YOUR TASK: Find the lines holding the string "shouldn" in the data, then copy all of them.

[Start of Attachment]

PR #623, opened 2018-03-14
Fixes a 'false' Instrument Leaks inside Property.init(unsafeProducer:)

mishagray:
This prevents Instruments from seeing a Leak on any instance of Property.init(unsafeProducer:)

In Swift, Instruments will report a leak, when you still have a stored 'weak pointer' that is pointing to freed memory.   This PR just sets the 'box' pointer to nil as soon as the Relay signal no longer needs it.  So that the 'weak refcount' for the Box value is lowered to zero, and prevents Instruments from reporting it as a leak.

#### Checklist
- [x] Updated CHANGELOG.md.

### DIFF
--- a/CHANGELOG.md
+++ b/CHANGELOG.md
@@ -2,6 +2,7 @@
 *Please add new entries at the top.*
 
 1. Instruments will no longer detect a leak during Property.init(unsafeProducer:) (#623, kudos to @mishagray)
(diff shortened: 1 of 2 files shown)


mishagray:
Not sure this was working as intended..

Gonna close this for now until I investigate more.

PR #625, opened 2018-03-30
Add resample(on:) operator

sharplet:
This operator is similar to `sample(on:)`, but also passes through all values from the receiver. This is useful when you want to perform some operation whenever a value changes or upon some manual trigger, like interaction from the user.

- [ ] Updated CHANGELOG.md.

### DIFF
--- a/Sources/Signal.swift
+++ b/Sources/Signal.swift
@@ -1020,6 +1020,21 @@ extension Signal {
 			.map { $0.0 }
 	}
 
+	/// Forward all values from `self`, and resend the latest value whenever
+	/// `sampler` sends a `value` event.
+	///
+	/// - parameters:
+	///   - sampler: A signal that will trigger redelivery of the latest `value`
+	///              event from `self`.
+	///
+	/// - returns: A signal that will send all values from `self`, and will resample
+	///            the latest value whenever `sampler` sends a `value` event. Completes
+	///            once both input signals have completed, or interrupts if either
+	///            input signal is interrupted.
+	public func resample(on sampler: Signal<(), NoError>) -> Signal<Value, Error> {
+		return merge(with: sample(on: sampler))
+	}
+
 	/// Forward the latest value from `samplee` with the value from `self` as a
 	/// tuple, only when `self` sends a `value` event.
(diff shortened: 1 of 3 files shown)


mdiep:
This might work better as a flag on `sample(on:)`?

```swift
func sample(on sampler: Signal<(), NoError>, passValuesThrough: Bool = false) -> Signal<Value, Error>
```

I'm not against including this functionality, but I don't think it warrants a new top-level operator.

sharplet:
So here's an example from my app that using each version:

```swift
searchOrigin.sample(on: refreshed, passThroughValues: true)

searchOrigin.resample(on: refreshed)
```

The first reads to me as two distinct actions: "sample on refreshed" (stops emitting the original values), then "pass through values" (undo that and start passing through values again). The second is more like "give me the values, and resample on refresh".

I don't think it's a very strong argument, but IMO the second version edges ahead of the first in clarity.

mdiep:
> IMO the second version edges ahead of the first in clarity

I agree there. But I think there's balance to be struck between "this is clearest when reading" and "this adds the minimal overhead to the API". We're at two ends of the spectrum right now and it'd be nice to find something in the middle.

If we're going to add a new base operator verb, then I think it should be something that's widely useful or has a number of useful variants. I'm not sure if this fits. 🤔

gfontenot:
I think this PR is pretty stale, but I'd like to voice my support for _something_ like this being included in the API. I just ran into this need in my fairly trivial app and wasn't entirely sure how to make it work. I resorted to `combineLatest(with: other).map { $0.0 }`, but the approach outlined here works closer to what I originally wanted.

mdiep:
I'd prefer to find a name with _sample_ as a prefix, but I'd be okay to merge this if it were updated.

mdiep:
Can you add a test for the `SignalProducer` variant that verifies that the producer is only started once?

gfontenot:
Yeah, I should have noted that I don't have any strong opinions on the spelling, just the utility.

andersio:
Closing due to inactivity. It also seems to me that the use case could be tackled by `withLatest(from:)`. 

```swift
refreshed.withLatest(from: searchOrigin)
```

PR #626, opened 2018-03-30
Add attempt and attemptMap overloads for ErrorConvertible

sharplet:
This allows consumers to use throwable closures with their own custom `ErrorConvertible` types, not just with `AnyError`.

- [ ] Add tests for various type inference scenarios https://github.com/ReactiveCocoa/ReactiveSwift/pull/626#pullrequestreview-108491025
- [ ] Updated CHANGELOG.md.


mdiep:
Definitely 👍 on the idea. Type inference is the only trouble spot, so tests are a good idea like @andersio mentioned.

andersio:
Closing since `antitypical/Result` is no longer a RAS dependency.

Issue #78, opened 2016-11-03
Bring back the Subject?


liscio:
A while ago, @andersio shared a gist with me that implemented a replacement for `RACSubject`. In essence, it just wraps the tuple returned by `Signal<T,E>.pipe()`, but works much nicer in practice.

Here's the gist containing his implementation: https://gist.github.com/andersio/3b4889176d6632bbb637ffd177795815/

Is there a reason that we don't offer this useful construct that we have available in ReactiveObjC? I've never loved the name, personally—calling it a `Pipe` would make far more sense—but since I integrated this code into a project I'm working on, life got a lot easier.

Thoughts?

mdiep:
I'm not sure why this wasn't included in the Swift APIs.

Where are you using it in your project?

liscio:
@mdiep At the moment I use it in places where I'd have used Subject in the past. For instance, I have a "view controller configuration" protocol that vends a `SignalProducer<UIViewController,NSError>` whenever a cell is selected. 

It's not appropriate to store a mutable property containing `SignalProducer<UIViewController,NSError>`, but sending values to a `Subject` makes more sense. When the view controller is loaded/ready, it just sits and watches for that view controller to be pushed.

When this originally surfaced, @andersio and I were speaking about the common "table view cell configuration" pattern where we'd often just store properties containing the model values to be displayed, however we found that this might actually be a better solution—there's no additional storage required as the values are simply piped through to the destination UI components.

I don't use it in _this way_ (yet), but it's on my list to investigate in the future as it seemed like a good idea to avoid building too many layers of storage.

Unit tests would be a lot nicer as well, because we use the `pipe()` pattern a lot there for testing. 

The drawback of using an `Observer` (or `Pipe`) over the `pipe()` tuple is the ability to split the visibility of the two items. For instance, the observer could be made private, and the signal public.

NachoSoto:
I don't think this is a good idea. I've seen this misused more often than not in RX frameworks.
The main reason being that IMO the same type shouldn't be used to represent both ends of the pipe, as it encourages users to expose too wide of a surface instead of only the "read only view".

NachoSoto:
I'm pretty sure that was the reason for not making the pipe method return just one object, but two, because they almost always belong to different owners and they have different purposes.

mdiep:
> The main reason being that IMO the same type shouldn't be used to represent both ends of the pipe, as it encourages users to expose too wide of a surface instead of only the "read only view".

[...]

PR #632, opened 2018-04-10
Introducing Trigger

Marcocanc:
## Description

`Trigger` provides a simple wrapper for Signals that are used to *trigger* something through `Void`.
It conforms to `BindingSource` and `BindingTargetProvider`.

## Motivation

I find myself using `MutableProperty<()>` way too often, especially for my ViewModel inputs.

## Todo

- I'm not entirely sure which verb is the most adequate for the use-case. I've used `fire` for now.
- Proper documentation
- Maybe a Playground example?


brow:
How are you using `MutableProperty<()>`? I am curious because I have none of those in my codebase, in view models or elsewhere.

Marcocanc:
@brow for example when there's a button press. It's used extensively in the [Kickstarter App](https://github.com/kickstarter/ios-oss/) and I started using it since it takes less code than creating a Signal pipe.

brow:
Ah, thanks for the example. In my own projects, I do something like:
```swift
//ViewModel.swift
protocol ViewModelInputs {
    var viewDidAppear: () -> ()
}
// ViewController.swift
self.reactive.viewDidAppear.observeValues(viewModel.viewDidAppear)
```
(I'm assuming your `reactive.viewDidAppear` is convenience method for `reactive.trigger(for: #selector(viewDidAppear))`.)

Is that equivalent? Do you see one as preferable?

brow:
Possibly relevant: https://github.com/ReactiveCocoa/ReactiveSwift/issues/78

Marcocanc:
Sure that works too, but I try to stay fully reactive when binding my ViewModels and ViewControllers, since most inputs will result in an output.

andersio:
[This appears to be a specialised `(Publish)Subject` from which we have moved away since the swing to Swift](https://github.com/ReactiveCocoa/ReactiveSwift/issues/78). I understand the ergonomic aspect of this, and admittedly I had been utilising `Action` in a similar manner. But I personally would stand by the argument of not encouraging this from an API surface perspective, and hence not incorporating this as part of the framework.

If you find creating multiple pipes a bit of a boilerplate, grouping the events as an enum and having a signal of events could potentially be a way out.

[End of Attachment]

SOLUTION FOR THIS EXERCISE:
The main reason being that IMO the same type shouldn't be used to represent both ends of the pipe, as it encourages users to expose too wide of a surface instead of only the "read only view".
> The main reason being that IMO the same type shouldn't be used to represent both ends of the pipe, as it encourages users to expose too wide of a surface instead of only the "read only view".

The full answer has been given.